Web Scraping
This is the act of extracting data from websites either manually or automatically. The different methods have different pros and cons. Extracting data manually allows for one to gather specific data from a website; however, the extraction is slow and arduous. Extracting data automatically is time efficient; however, the data gathered is not as specific as manual scraping.
Manual scraping
This means a user will manually visit a website, navigate to a specific file, download the file to a specific location and name the file. This process is very time consuming, however still has benefits. It requires little to no coding ability and is unlikely to violate any fair use laws in the context of downloading from publicly stored books. If only certain books are required, manual scraping allows for human filtering which, in cases where the boundaries cannot be easily defined/written in code, can be faster than automatic scraping. For a small set of data, this may be the optimal method considering the amount of people working on a project. However, for a larger set of data, other methods should be used.
Automatic scraping
Automatic scraping involves writing a script to download a series of files. Once written,
this method is much faster than manual scraping, but has some significant drawbacks. While web
scraping is not officially against U.S. law, some may see it as against the fair use policy to
disobey the guidelines set out in a website's robots.txt
file. The robots.txt
file is a file
that shows what types of robots are allowed to visit a website. Project Gutenberg's robots.txt
file
indicates they do not want their website scraped.

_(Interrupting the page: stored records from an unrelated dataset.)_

PR #850, opened 2016-04-04
ConvertToForEachFunctionCallIntention: convert 'continue' to 'return@forEach'

cypressious:
Fixed #KT-11764

### DIFF
--- a/idea/src/org/jetbrains/kotlin/idea/intentions/ConvertToForEachFunctionCallIntention.kt
+++ b/idea/src/org/jetbrains/kotlin/idea/intentions/ConvertToForEachFunctionCallIntention.kt
@@ -17,10 +17,12 @@
 package org.jetbrains.kotlin.idea.intentions
 
 import com.intellij.openapi.editor.Editor
+import com.intellij.psi.PsiElement
 import org.jetbrains.kotlin.idea.util.CommentSaver
 import org.jetbrains.kotlin.psi.*
 import org.jetbrains.kotlin.psi.psiUtil.contentRange
 import org.jetbrains.kotlin.psi.psiUtil.endOffset
+import org.jetbrains.kotlin.psi.psiUtil.findDescendantOfType
 import org.jetbrains.kotlin.psi.psiUtil.forEachDescendantOfType
 import java.util.*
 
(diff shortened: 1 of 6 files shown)


idea/src/org/jetbrains/kotlin/idea/intentions/ConvertToForEachFunctionCallIntention.kt
```diff
@@ -35,15 +34,45 @@ class ConvertToForEachFunctionCallIntention : SelfTargetingIntention<KtForExpres
...
+            it.replace(psiFactory.createExpression("return@forEach"))
+        }
 
         commentSaver.restore(result)
     }
+
+    private fun KtElement.getContinuesWithLabel(labelName: String?): List<KtContinueExpression> {
+        val continueElements = ArrayList<KtContinueExpression>()
+
+        forEachDescendantOfType<KtContinueExpression>({ it !is KtLoopExpression }) {
```
yole: I think the code will be cleaner if you merge the two loops into one.

yole: You also need to check for nested lambdas/functions/classes - the `continue` statements inside them must be left alone.

cypressious: @yole 
Regarding your first comment: 
There is a certain logic behind the two loops. The first one never enters nested loops and collects all the unqualified `continue`s while the second one also enters nested loops. If I merged the two, how would I know whether to collect an unqualified `continue`?

Regarding your second comment:
Can you show me a code snippet that would be broken by the current implementation? In my understanding a `continue` inside a lambda/function/class would need to be inside a separate loop in which case the `it !is KtLoopExpression` check would prevent me from collecting them.

yole: OK, agreed regarding the two loops. As for the second comment, intentions are not always invoked on green code, and it's usually best to avoid breaking it even further.

cypressious: Added checks.

cypressious:
Related: https://youtrack.jetbrains.com/issue/KT-11781

yole:
Thanks for your contribution!

PR #852, opened 2016-04-05
Add QuickFix to add 'crossinline' to parameter

cypressious:
Fixes #KT-10844


yole:
Thanks for your contribution!

PR #853, opened 2016-04-06
Fix let implement quickfix label for object expressions

cypressious:
Fixes #KT-11782


mglukhikh:
Merged manually with master and 1.0.2 branches.

PR #855, opened 2016-04-08
Let Implement Quickfix: Launch "Implement Members" dialog after applying

cypressious:
Fixes #KT-11836


mglukhikh:
Merged manually into master and 1.0.2 branches.

PR #860, opened 2016-04-23
Implement Intention to add @JvmOverloads

cypressious:
Fixes #KT-11523


idea/src/org/jetbrains/kotlin/idea/intentions/AddJvmOverloadsIntention.kt
```diff
@@ -0,0 +1,61 @@
...
+import org.jetbrains.kotlin.idea.project.ProjectStructureUtil
+import org.jetbrains.kotlin.idea.util.addAnnotation
+import org.jetbrains.kotlin.idea.util.findAnnotation
+import org.jetbrains.kotlin.name.FqName
+import org.jetbrains.kotlin.psi.*
+
+private val annotationFqName = FqName("kotlin.jvm.JvmOverloads")
+
+class AddJvmOverloadsIntention : SelfTargetingIntention<KtParameterList>(
+        KtParameterList::class.java, "Add '@JvmOverloads' annotation"
```
yole: I think that all intentions that modify the declaration of a function need to be available on the function name. Showing this only on the parameter list is confusing

idea/src/org/jetbrains/kotlin/idea/intentions/AddJvmOverloadsIntention.kt
```diff
@@ -0,0 +1,61 @@
...
+        val parent = element.parent as? KtModifierListOwner ?: return false
+        val target = when (parent) {
+            is KtNamedFunction -> "function '${parent.name}'"
+            is KtPrimaryConstructor -> "primary constructor"
+            is KtSecondaryConstructor -> "secondary constructor"
+            else -> return false
+        }
+        text = "Add '@JvmOverloads' annotation to $target"
+
+        return !ProjectStructureUtil.isJsKotlinModule(element.getContainingKtFile())
```
yole: If a constructor has one parameter with a default value, adding @JvmOverloads won't modify the resulting bytecode in any way, so the intention shouldn't be displayed.

cypressious: Done

idea/src/org/jetbrains/kotlin/idea/intentions/AddJvmOverloadsIntention.kt
cypressious: Done

idea/src/org/jetbrains/kotlin/idea/intentions/AddJvmOverloadsIntention.kt
```diff
@@ -23,38 +23,57 @@ import org.jetbrains.kotlin.idea.util.addAnnotation
...
         }
-        text = "Add '@JvmOverloads' annotation to $target"
+        val parameters = parameterList?.parameters ?: return false
+
+        text = "Add '@JvmOverloads' annotation to $targetName"
 
         return !ProjectStructureUtil.isJsKotlinModule(element.getContainingKtFile())
-               && element.parameters.any { it.hasDefaultValue() }
-               && parent.findAnnotation(annotationFqName) == null
+               && parameters.size > 1
```
yole: This is not exactly the check that I meant. Specifically for the primary constructor, Kotlin will generate a no-argument overload when all arguments have default values, even if the @JvmOverloads annotation is not present. This doesn't happen for regular functions.

cypressious: You're right. I should have thought of that.

cypressious:
I think it should be correct now.

yole:
Thanks for your contribution!

PR #862, opened 2016-04-24
 KT-11780: Fixed incorrect "No cast needed" warning when casting from extension …

Valdemar0204:
…function to regular one and vise versa


Valdemar0204:
Fix for KT-11780

erokhins:
I've merged your changes manually. Thank you!

PR #863, opened 2016-04-25
Make functions which depend on the reified feature available in JS. #KT-11346

ilya-g:
Note: do not merge with GitHub


libraries/stdlib/src/generated/_Arrays.kt
```diff
@@ -1,3 +1,19 @@
+/*
```
ilya-g: It's added by IDEA's pre-commit action. Really shouldn't for generated files.

libraries/stdlib/test/collections/CollectionTest.kt
```diff
@@ -95,6 +95,48 @@ class CollectionTest {
...
+
+        // doesn't distinguish double from int in JS
+//        val doubleValues: List<Double> = values.filterIsInstance<Double>()
+//        assertEquals(listOf(3.0), doubleValues)
+
+        val stringValues: List<String> = values.filterIsInstance<String>()
+        assertEquals(listOf("abc", "cde"), stringValues)
+
+        // is Any doesn't work in JS
+//        val anyValues: List<Any> = values.filterIsInstance<Any>()
```
ilya-g: ok, could be mentioned

ilya-g:
merged manually

PR #864, opened 2016-04-27
buildString with initial capacity for the StringBuilder instance

K0zka:
this method helps save computation time when the developer knows or have a good
educated guess about the size of the generated string and have to use control
structures while filling the string builder

Signed-off-by: Laszlo Hornyak <laszlo.hornyak@gmail.com>


libraries/stdlib/test/text/StringBuilderTest.kt
```diff
@@ -5,6 +5,12 @@ import org.junit.Test as test
 
 class StringBuilderTest {
 
+    @test fun stringBuildWithInitialCapacity() {
+        val s = buildString(123) {
+            assertEquals(123, capacity())
```
ilya-g: This test won't compile in JS because there is no `StringBuilder.capacity` there.
To make this test JVM-only, move it to `StringBuilderJVMTest.kt`

libraries/stdlib/src/kotlin/text/StringBuilder.kt
```diff
@@ -10,6 +10,12 @@ package kotlin.text
 public inline fun buildString(builderAction: StringBuilder.() -> Unit): String = StringBuilder().apply(builderAction).toString()
 
 /**
+ * Builds new string by populating newly created [StringBuilder] initialized with the given capacity using provided [builderAction] and then converting it to [String].
+ */
+@kotlin.internal.InlineOnly
+inline fun buildString(length : Int, builderAction: StringBuilder.() -> Unit): String = StringBuilder(length).apply(builderAction).toString()
```
ilya-g: Constructor parameter is called `capacity` so it should have the same name here.

K0zka:
replaced https://github.com/JetBrains/kotlin/pull/893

One of the main reasons why websites are against scraping as it causes a drain on the server. This means if scraping code is written to download books at intervals this may not create a problem for the website. Still, one should refer to the website's fair use policy and, if possible, contact the host.
Scraping against the terms of a website can have negative repercussions. This could include 'crawler traps' hidden in the website so that algorithms get caught out when trying to scrape. There may also be an IP blocker, which prevents a certain IP from accessing the website. This would be a large problem as we wouldn't be able to do any scraping (including manual scraping) if this were to occur.
Our Solution
One way to over come this issue is to use mirrors. Mirrors are static copies of the website stored elsewhere. Websites provide these to allow scraping without draining the main websites resources. Project Gutenberg has a number of mirrors, from which we chose the Aleph mirror. Gutenberg also provides a how-to on mirroring from their website, including a recommendation to use rsync.
When we first used rsync, we predicted the file size too small. There were many more files on the server than we originally accounted for, such as images, sound files, and multiple copies of the same book in different file formats. Even if we got rid of all the wrong file formats, we would still have to deal with all the files that do not fulfill the project's requirements for processing. In the end we chose to filter out incorrect file types in our original rsync, then using metadata to filter the files even further.